Although the forward-looking statements contained in this news release are based upon what management of the Company believes are reasonable assumptions on the date of this news release, the Company cannot assure investors that actual results will be consistent with these forward-looking statements. Forward-looking statements involve significant risks and uncertainties, they should not be read as guarantees of future performance or results, and they will not necessarily be accurate indications of whether or not such results will be achieved. Actual results could differ materially from those anticipated due to a number of factors and risks.

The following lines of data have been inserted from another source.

PR #517, opened 2016-10-20
Fix buildbot_steps.yml reading on Windows

UK992:
This should fix reading `buildbot_steps.yml` on Windows.

cc @larsbergstrom @aneeshusa

---
This change is [Reviewable](https://reviewable.io/reviews/servo/saltfs/517)

### DIFF
--- a/buildbot/master/files/config/factories.py
+++ b/buildbot/master/files/config/factories.py
@@ -187,8 +187,11 @@ class StepsYAMLParsingStep(buildstep.ShellMixin, buildstep.BuildStep):
         self.is_windows = re.match('windows.*', self.builder_name) is not None
         try:
             show_cmd = "cat" if not self.is_windows else "type"
+            native_yaml_path = self.yaml_path
+            if self.is_windows:
+                native_yaml_path = native_yaml_path.replace('/', '\\')
             cmd = yield self.makeRemoteShellCommand(
-                command=[show_cmd, "{}".format(self.yaml_path)],
+                command=[show_cmd, native_yaml_path],
                 collectStdout=True
             )
             yield self.runCommand(cmd)


aneeshusa:
I've put in a few partial fixes so far, let me do a try run to see if we need this as well.

buildbot/master/files/config/factories.py
```diff
@@ -187,8 +187,9 @@ def run(self):
         self.is_windows = re.match('windows.*', self.builder_name) is not None
         try:
             show_cmd = "cat" if not self.is_windows else "type"
+            yaml_file_path = self.yaml_path.replace('/', '\\') if self.is_windows else self.yaml_path
```
aneeshusa: This line is too long; consider
```
native_yaml_path = self.yaml_path
if self.is_windows:
    native_yaml_path = native_yaml_path.replace('/', '\\')
```

UK992: done

buildbot/master/files/config/factories.py
```diff
@@ -187,8 +187,11 @@ def run(self):
         self.is_windows = re.match('windows.*', self.builder_name) is not None
         try:
             show_cmd = "cat" if not self.is_windows else "type"
+            native_yaml_path = self.yaml_path
+            if self.is_windows:
+                native_yaml_path = native_yaml_path.replace('/', '\\')
             cmd = yield self.makeRemoteShellCommand(
-                command=[show_cmd, "{}".format(self.yaml_path)],
+                command=[show_cmd, "{}".format(native_yaml_path)],
```
aneeshusa: While you're at it, can you get rid of the useless `format` call and just use `native_yaml_path` directly? I missed that on my last PR which I did in a rush.

UK992: done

The forward-looking statements contained in this press release are made as of the date hereof and the Company disclaims any intention or obligation to update or publicly revise any forward-looking statements whether as a result of new information, future events or otherwise, except as required under applicable securities laws. Furthermore, the Company does not assume responsibility for the accuracy and completeness of the forward looking statements set out in this news release. The Company's forward looking statements are expressly qualified in their entirety by the foregoing cautionary statements.

The CSE has not reviewed, approved or disapproved the content of this press release.